Introduction
Concepts
Development, testing, QA, and training databases are commonly deployed to support business applications. Typically, organizations use full copies of production databases for these environments. However, production databases can be very large, which creates challenges related to testing runtimes, disk space requirements, and the management and backup of these environments.
Lengthy backup processes: Creating a backup can take considerable time and may not be readily available when needed.
Time-consuming restoration: Restoring a production copy to a testing environment can also be a lengthy process.
High infrastructure costs: The testing infrastructure must closely match the production environment to ensure similar performance characteristics, which can be expensive to maintain.
DATPROF Subset selects data from a full-sized production database, referred to as the Source database. This data is then transferred to a copy of the database, deployed for non-production purposes, known as the Target database. By applying filters during the population of the Target database, its size is reduced compared to the Source database. This results in faster testing, saving both time and money.
The primary method DATPROF Subset uses to access data is through a central table in the Source database, known as the Start table. Data from other tables is extracted based on Foreign Key relationships with the Start table and, by extension, across the Relational Integrity model.
During the deployment of the Subset project, only a connection between the Source and Target databases is required, no data is transferred through DATPROF Subset itself. This setup enhances performance by reducing network traffic on End-Points, keeping it confined to the network "spine," which is also a critical security benefit.
A small example.
The example below shows three tables. There are 100 Customers, 1000 Orders and 10000 Order Lines in the Source database.
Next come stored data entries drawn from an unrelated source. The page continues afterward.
Issue #605, opened 2021-10-06
Feature request: use goal count information printed at top of goals buffer in modeline


cpitclaudel:
I won't have time to implement this, but it should be easy and it should provide a nice quality of life improvement.

Each goal buffer stars with a header line, like this:

```
1 focused subgoal
(shelved: 1) (ID 339)
  
  width : Z
  BW : Bitwidth width
  …
```

It would be nice to move that info to the modeline, next to the buffer name (`*goals*`).  We can change the "lighter" of the response mode to be a variable for that, and then update the variable when we update the response buffer.

This would save a bit of space, which is always nice with large Coq goals.

Matafou:
As you suggest we could show it in the goals buffer modeline of course. I suppose it is more intuitive.

Issue #168, opened 2017-03-08
`Abort`-ing doesn't clear the goal window (or show the previous current goal)


cpitclaudel:
@Matafou Is this another case of the problems we noticed recently? Thanks!

Matafou:
Probably.

PR #755, opened 2024-03-31
Add features: use goal count information printed at top of goals buffer in modeline, clear the goal window when proof is skipped (abort, admitted...).

axe1d:
In response to issues #605  and #168, I moved the information of current goal to the *goals* buffer modeline (to save some space and visibility basically), and cleared the *goals* buffer when encountering skip proof tactics like Abort. or Admitted. in Coq.

### DIFF
--- a/generic/pg-goals.el
+++ b/generic/pg-goals.el
@@ -107,8 +107,10 @@ so the response buffer should not be cleared."
       (bufhist-checkpoint-and-erase))
 
     ;; Only display if string is non-empty.
-    (unless (string-equal string "")
-      (funcall pg-insert-text-function string))
+    (when (not (string-equal string ""))
+      (funcall pg-insert-text-function string)
+      (when (string-equal proof-assistant "Coq")
+        (coq-parse-goals-info string)))
 
     (setq buffer-read-only t)
     (set-buffer-modified-p nil)
--- a/generic/proof-script.el
+++ b/generic/proof-script.el
@@ -1486,6 +1486,8 @@ Besides stuff that is not yet documented here, this function
   and sections.
 - enters some commands and their spans in some database (with for
   me unknown purpose)"
+  (when (string-equal proof-assistant "Coq")
+    (reset-goals-modeline)) ; Erase goal modeline when a proof is closed
   (unless (or (eq proof-shell-proof-completed 1)
 	      ;; (eq proof-assistant-symbol 'isar)
 	      )
--- a/coq/coq.el
+++ b/coq/coq.el
@@ -1261,6 +1261,62 @@ width is synchronized by coq (?!)."
   :safe 'booleanp
   :group 'coq)
 
+;; update *goals* buffer modeline
+(defun coq-parse-goals-info (goals-output)
+  "Parse output to extract and update goals information in modeline."
+  (let ((goals-count-regexp "^\\([0-9]+\\) goals? (ID \\([0-9]+\\))")
+        (num-goals 0)
+        (current-goal-id nil))
+    (when (string-match goals-count-regexp goals-output)
+      (setq num-goals (string-to-number (match-string 1 goals-output)))
+      (setq current-goal-id (match-string 2 goals-output)))
+    (update-goals-modeline num-goals current-goal-id)
+    ; hide goals info on first line
+    (with-current-buffer proof-goals-buffer
+      (goto-char (point-min))
+      (let ((line-end (line-end-position)))
+        (let ((overlay (make-overlay (point-min) line-end)))
+          ; invisible line
+          (overlay-put overlay 'invisible t))))))
+
+(defun update-goals-modeline (goal id)
+  "Extracts proof state and updates the goals buffer modeline dynamically."
+  (with-current-buffer proof-goals-buffer
+    (let ((goal-str (if (> goal 1) "goals" "goal")))
+      (setq-local my-goals-info
+                  (format "%d %s, ID: %s" goal goal-str id)))
+      (let ((baseline-mode-line-format
+             '("%e"
+               mode-line-front-space
+               mode-line-mule-info
+               mode-line-client
+               mode-line-modified
+               mode-line-remote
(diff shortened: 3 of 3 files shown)


Matafou:
The change is nice. A few remarks here and there. 2 questions:

- should we remove the code that displays this information in the scritpting buffer then?
- the `coq-test-coqtop-unavailable.el` fix seems unrelated but real. @hendriktews, @erikmd should we fix this?

ci/simple-tests/coq-test-coqtop-unavailable.el
```diff
@@ -18,7 +18,7 @@
   (setq coq-prog-name "unavailable-program")
 
   ;; ensure coq-prog-name cannot be found
-  (should (not (locate-file coq-prog-name exec-path)))
```
hendriktews: Could you explain this change?

etc/testsuite/.#simple.v
hendriktews, line 1: What is this file for?

hendriktews:
>     * the `coq-test-coqtop-unavailable.el` fix seems unrelated but real. @hendriktews, @erikmd should we fix this?

The error is related to this PR, it was introduced in the first commit f6a425f.

Matafou:
The PR should first be cleaned up (useless files, then reduced to one commit imho.

ci/simple-tests/coq-test-coqtop-unavailable.el
axe1d: As I mentioned earlier, I wanted to appropriate this project by making sure my building was fine, so I broke a simple test first. But now I think my PR should be a bit cleaner.

axe1d:
> The PR should first be cleaned up (useless files, then reduced to one commit imho.

I thank you all for taking the time for reviewing my PR (which is my first ever, that's why it was a bit messy, and I apologize for that). I think it is a bit cleaner, and I welcome any advice on how to improve it before it can be merged (if it's needed of course).

generic/pg-goals.el
```diff
@@ -79,6 +79,63 @@ May enable proof-by-pointing or similar features.
 ;;
 ;; Goals buffer processing
 ;;
+
+;; update *goals* buffer modeline
+(defun coq-parse-goals-info (goals-output)
```
hendriktews, line 84: PG is a generic interface for proof assistants, see https://proofgeneral.github.io/doc/master/userman/Introducing-Proof-General/#Introducing-Proof-General, which does not only support Coq, see https://proofgeneral.github.io/doc/master/userman/Introducing-Proof-General/#Supported-proof-assistants . Assistant specific code should therefore go into the assistant specific directory.

generic/pg-goals.el
```diff
@@ -107,8 +164,9 @@ so the response buffer should not be cleared."
       (bufhist-checkpoint-and-erase))
 
     ;; Only display if string is non-empty.
-    (unless (string-equal string "")
-      (funcall pg-insert-text-function string))
+    (when (not (string-equal string ""))
+      (funcall pg-insert-text-function string)
+      (coq-parse-goals-info string))
```
hendriktews, line 169: I am pretty sure that calling a Coq specific function here will break any other proof assistant.

generic/proof-script.el
```diff
@@ -1486,6 +1486,7 @@ Besides stuff that is not yet documented here, this function
   and sections.
 - enters some commands and their spans in some database (with for
   me unknown purpose)"
+  (reset-goals-modeline) ; Erase goal buffer when a proof is closed
```
hendriktews, line 1489: The comment here is inconsistent with your documentation of reset-goals-modeline.

hendriktews:
I have the impression that the "clear goal window" part that is mentioned in the title of this PR is not present in the patch anymore. Can you confirm this? (I also suspect that this aspect did not work in your previous version, at least not for Admitted, as I don't remember that you have changed that the `goals-reset-after-admitted` is expected to fail, as it was before I merged PR #748 -- but I guess this suspicion is completely irrelevant now.)

generic/pg-goals.el
hendriktews: @Matafou Can you recomment where this code should be added in the `coq` subdir?

generic/proof-script.el
hendriktews: Maybe this call does not break other assistants, but it should not be called for all assistants. Please check if you can find a suitable hook to add this call.

hendriktews:
I am not convinced every user will be fond of this change. The mode line is usually crowded and often it is truncated and some parts are not visible. Maybe this change should therefore be customizable, @erikmd @Matafou what is your opinion here?

Matafou:
My opinion is that everything should be customizable, but I don't always apply it to myself. I think the current goal counter (on the scripting buffer) is not customizable either.

axe1d:
Hi everyone, I modified my feature for Coq-only implementation, moved my functions to the coq subdir, and adapted the modeline update only when PG is instantiated for Coq. My goal here is to offer the possibility to users to custom the modeline as mentioned in #605. I thank you all again for this precise review of my code.

Matafou:
I have been thinking about this PR a bit more and I think we should not merge it.

1. This feature (having the number of goals in the modeline) already exists: the number of goals is already printed in the modeline of the script buffer. If we want to move it to the goals buffer we should reuse and modify/clean/optionalize the existing code.

See https://github.com/ProofGeneral/PG/blob/734bcdb27fdcf54fbe6ab05bf957408e70c69748/coq/coq.el#L3121 and following, in particular the line:

```lisp
(add-hook 'proof-shell-handle-delayed-output-hook #'coq-update-minor-mode-alist)
```

Feel free to submit a new PR adapting this part of the code.

2. The "clear buffer" stuff should go in a separate PR.

Remark on the code: Testing the name of the prover in the generic code is not the way PG is supposed to be configured. Specific provers should not appear in the generic part.

If noone object I shll close this PR soon.

Issue #760, opened 2024-04-16
3-pane mode broken with small frame heights


hendriktews:
In the default setting, PG splits the frame into 3 windows regardless of the frame height. If the frame height is less than 12, then this signals a window too small for splitting error. This is a real problem for CI where emacs 26.3, 27.1, and 27.2 set their default frame height to 9 when running inside a container.

PR #761, opened 2024-04-16
fix 3-pane mode for small frame heights

hendriktews:
These tests are for #760 and some of them fail because of this problem.


hendriktews:
@erikmd , @Matafou : If there are no objections I am going to merge this and soon afterwards #750.

PR #762, opened 2024-04-17
Coq: run silently and explicitly Show when necessary - second attempt

hendriktews:
This is another attempt towards fixing #568.


hendriktews:
@Matafou , @erikmd , @cpitclaudel : With the option `coq-run-completely-silent` to switch back to old behavior, I believe the risk of breaking a use case of some user is manageable. Therefore I suggest to merge this in about a week.

erikmd:
Hi @hendriktews!

(I just quickly skimmed the PR code but) LGTM, thanks.

> With the option ..., I believe the risk of breaking a use case of some user is manageable. Therefore I suggest to merge this in about a week.

Agree

Matafou:
Maybe I need to test how it interacts with debug mode. I don't have much time this week though.

Matafou:
@hendriktews can you tell us what remains to be tested/adapted pls? I think this PR should not rot.
You said elsewhere that the prefix arg C-u for queries like coq-Print wouldn't work. What else?

Matafou:
> I use this code on a daily basis, so it is working for me. Remaining things that I know:
> 
>     * coq-Print with prefix arg
> 
>     * prooftree - I have local fixes on top of the commits in this PR to get prooftree working, but they need to be polished before uploading
>
>     * I have never tried diff or debug mode, it would be nice, if somebody who knows what to expect could try this

I can test this.

>     * Not sure if this is a problem: [...] This might make the impression, search does not work at all.

I think this is a problem. I must admit I am always in 3 windows mode.

hendriktews:
> > * Not sure if this is a problem: [...] This might make the impression, search does not work at all.
> 
> I think this is a problem. I must admit I am always in 3 windows mode.

So it is not a problem for you. It is only a problem when there is no window showing the response buffer when you issue the command. Note that any nonempty response from the search command is correctly shown.

Meanwhile I discovered another problem:

* When you are in proof mode without goals, i.e., just before you type QED, then no response from a search or locate command is visible, even in case these commands yield results.

Matafou:
> > > * Not sure if this is a problem: [...] This might make the impression, search does not work at all.
> > 
> > 
> > I think this is a problem. I must admit I am always in 3 windows mode.
> 
> So it is not a problem for you. It is only a problem when there is no window showing the response buffer when you issue the command. Note that any nonempty response from the search command is correctly shown.

No it is not a problem for me, but the lack of user feedback in this case is a (small) problem.

> Meanwhile I discovered another problem:
> 
>     * When you are in proof mode without goals, i.e., just before you type QED, then no response from a search or locate command is visible, even in case these commands yield results.

Indeed. It also happens after other messages like "This subproof is complete, ...".

The reason is that the search command is now followed by a `Show`. In this case the Show command triggers a response "No more goals.", which is detected as another response message instead of a goal message. Hence it immediately overwrites the response to the query.

I tested and adding  "No more goals." to  `proof-shell-start-goals-regexp` solves this problem, but it seems to trigger other problems, e.g. the message "No more goals." is not displayed in goals as expected.  I think it is because "No more goals." is already in  `proof-shell-clear-goals-regexp` and `proof-shell-proof-completed-regexp`. Understanding the interaction between these 3 variables is needed I guess.

Matafou:
I support merging this now.
And see what happens with `C-u` prefix, debug mode (probably both rarely used) and anything else interacting with this. If ever we get an avalanche of bug reports then we will just switch the default value of `coq-run-completely-silent` to nil.

hendriktews:
OK, let's wait for another few days, in case somebody else wants to try it.
I have a simple fix for `C-c C-a C-a` with empty response, that also fixes `C-c C-a C-a` just before `Qed`. The same idea should also work for `C-u coq-Print`, I just need to roll it out.

hendriktews:
Please excuse the delay, I thought it would be good to first add tests for the searches that get broken by this PR. Hopefully they are now ready, see #827

ci/coq-tests.el
```diff
@@ -413,6 +422,13 @@ For example, COMMENT could be (*test-definition*)"
 ;; (coq-should-buffer-regexp (regexp-quote "The command has indeed failed with message: Tactic failure: Cannot solve this goal.") "*response*")
 
 (ert-deftest 091_coq-test-regression-Fail()
+  ;; XXX What is the difference between this test and
```
Matafou, line 425: The point in coq file is not the same: "(*FailNoTrace*)" vs "(*FailTrace*)". Concretelty the difference is the command `Local Unset Ltac Backtrace.`.

ci/coq-tests.el
```diff
@@ -200,6 +200,8 @@ For example, COMMENT could be (*test-definition*)"
 
 
 (ert-deftest 020_coq-test-definition ()
+  ;; There are no infomsgr when running silent.
+  :expected-result :failed
```
Matafou, line 204: We should probably test this when only one command is sent at a time.

Matafou:
This works like a charm. Thanks a lot @hendriktews for this work.

ci/coq-tests.el
hendriktews: OK, it would be nice if the documentation in that file would describe what is tested there.

ci/coq-tests.el
hendriktews: AFAICT there is only one command processed in this test. Even if you process one definition alone, there is no infomsg when running silent.

Matafou: You are right. this behaviour is ok for me. I wonder if someone really care about this fonfirmation messages outside pure textual coqtop use.

Matafou:
After a few days of work the only annoying thing for me is the "Set some option; do the command; unset the option" triggered by the C-u prefix. Like `C-u C-a C-b eq RET`. The commans are sent, but the last  unset command makes the response buffer immediately empty.

hendriktews:
Do you mean `C-u C-c C-a C-b`, i.e., `coq-About`? Have you tried PR #831, which is supposed to fix these cases? (See also the tests `response-buffer-visible-coq-check-print-all-inside-poof` and `response-buffer-visible-coq-check-print-all-poof-end` in `ci/simple-tests/coq-test-goals-present.el`)
The problem that is still left is when you type `About eq.` in your proof script buffer just before a `Qed` after you saw the `No more goals` message.

PR #767, opened 2024-04-30
DONT MERGE - test strange CI behavior

hendriktews:


hendriktews:
I used this to analyze the error I got in #765. Turns out the passing combinations use git 2.20 (maybe earlier), which does not seem to have a problem if the .git directory is owned by a different user and not writable. The failing ones use git 2.30 (or newer), which does not recognize the .git directory during a git diff in such a situation.

PR #768, opened 2024-05-05
Reduce splash time to 1s.

Matafou:
The idea is that this splash screen annoys everyone, even in its new manga-style form.

I would even consider removing it completely but at least let us not have it last for 8 seconds by default.

### DIFF
--- a/generic/proof-splash.el
+++ b/generic/proof-splash.el
@@ -42,7 +42,7 @@
   :type 'boolean
   :group 'proof-user-options)
 
-(defcustom proof-splash-time 8
+(defcustom proof-splash-time 1
   "Minimum number of seconds to display splash screen for.
 The splash screen may be displayed for a wee while longer than
 this, depending on how long it takes the machine to initialise


hendriktews:
I have `(proof-splash-enable nil)` since the second day I use PG. So yes, please merge.
(IMO it would be better to have it 3 or 4 seconds together with a bit button "Disable this splash screen for the future" at the front, but I don't feel inclined to spend time on it.)

erikmd:
AFAIAC, I only press `q` and it disappears immediately. Maybe this shortcut could just be made more visible?
or improving this splash screen so that yet another shortcut is put forth, to dismiss the screen once and for all?

erikmd:
YMMV anyway, and I don't object to merging this

erikmd:
@Matafou Ready to merge this now?

Even if Hendrik suggested a possible enhancement

> (IMO it would be better to have it 3 or 4 seconds together with a bit button "Disable this splash screen for the future" at the front, but I don't feel inclined to spend time on it.)

it seems that the current version of this PR has the merit to be simple, and still greatly improve the situation

Matafou:
Sure. Sooner is better imho.

PR #772, opened 2024-06-11
also omit proofs with bullets and braces

hendriktews:
Currently bullets and braces are classified as commands that prevent proof omission, which is wrong.

### DIFF
--- a/ci/simple-tests/coq-test-omit-proofs.el
+++ b/ci/simple-tests/coq-test-omit-proofs.el
@@ -258,7 +258,6 @@ This test only checks the faces in the middle of the proof."
   (should (eq (first-overlay-face) 'proof-omitted-proof-face)))
 
 (ert-deftest omit-proofs-omit-bullets-and-braces ()
-  :expected-result :failed
   (let ((proof-omit-proofs-option t)
         pos-10)
     (message "omit-proofs-omit-bullets-and-braces: Check bullets and braces")
--- a/ci/simple-tests/coq-test-omit-proofs.el
+++ b/ci/simple-tests/coq-test-omit-proofs.el
@@ -106,7 +106,7 @@ In particular, test that with proof-omit-proofs-option configured:
 
   ;; Check 1: check that the proof is valid and omit can be disabled
   (message "1: check that the proof is valid and omit can be disabled")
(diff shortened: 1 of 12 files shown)


erikmd (approved):
Very good point, thanks @hendriktews !

I proofread the PR and everything looks good to me.

erikmd:
Hi @hendriktews !
sorry for the nitpick, but I believe that you use the Merge/Rebase button (?), which has 2 drawbacks documented in
https://github.com/ProofGeneral/PG/wiki/Checklist-for-testing-and-reviewing-a-PR#merging-a-pr

so AFAICT, it'd be preferable we either use Merge/Sqash or "regular" Merge (for PRs with several commits) next time.

Kind regards

hendriktews:
yes, I prefer merge/rebase because of the linear history. Personally, I would not consider the mentioned drawbacks as a problem. We don't sign commits, the only problem remains are the PR numbers. Do you consider the PR numbers valuable?

erikmd:
Hi @hendriktews, thanks for your comment.

> We don't sign commits

yes and no → we don't have a policy to commits manually, but github does automatically sign commits for any squash or regular merge, which is an (admittedly small) upside

> do you consider the PR numbers valuable?

a bit (because it may refer to the related discussion in PR comments) but I can agree that this is subjective!

> because of the linear history

Yes, the merge/rebase will produce a completely linear history. What are the upsides of this git tree from your opinion?

(just try to understand all the arguments so that we may agree it's better to either "never do a regular merge", or "always do a regular merge or squash-merge")

erikmd:
BTW, this makes me think that there might be a small risk when doing a merge/rebase:

if upstream/master has extra commits not part of the pr-branch (still without creating a conflict),

the merge/rebase creates commits that have a totally different SHA1 and git tree,
so that it is possible that none of the intermediate commits (before the tip of upstream/master after the merge-rebase) builds successfully, even if all commits of the pr-branch were fine.

(but admittedly, this is a minor risk as the most important thing is that the tip of master if fine)

erikmd:
again, sorry for the nitpick! but I'm happy to discuss whether I should do things differently (or not), from your viewpoint.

Every customer has 10 orders and every order has 10 related order_lines.
Only 10 customers have a name starting with ‘A’.
Source database containing all customers, orders and order lines
If the Customers table is the Start table and we only select Customers having a name starting with an ‘A’, this will result in a Target database with 10 Customers, 100 orders and a total of 1000 order_lines.
Target database with only customer names starting with 'A' and their related orders and order lines.
The result is a Target database that is 90% smaller than (or 10% of the size of) the Source database, retaining data consistency and referential integrity.
DATPROF Subset enables the user to save these filters and functions so that they can be deployed repeatedly. This way a controlled Subset process emerges.
After subsetting, the data in the Target database can be used for testing purposes, but can also be the base for anonymization using DATPROF Privacy.
Using DATPROF Subset
To create a Subset using DATPROF Subset for the first time, follow these steps:
Create a New Project and Template
Begin by setting up a new project and defining the template that will be used for the subset.Set Up Connections to the Source and Target Databases
Establish connections to both the Source database (the full-size production database) and the Target database (the copy for testing or development).Import the Data Model of the Source Database
Import the data model of the Source database into DATPROF Subset's metadata to map the structure and relationships between tables.Develop and Configure the Project
Configure the project by defining filters, selecting tables, and setting any additional parameters or rules that determine which data will be included in the subset.Deploy the Subset Project
Once the configuration is complete, deploy the Subset project to generate the reduced-size Target database, which will support testing, QA, or development needs.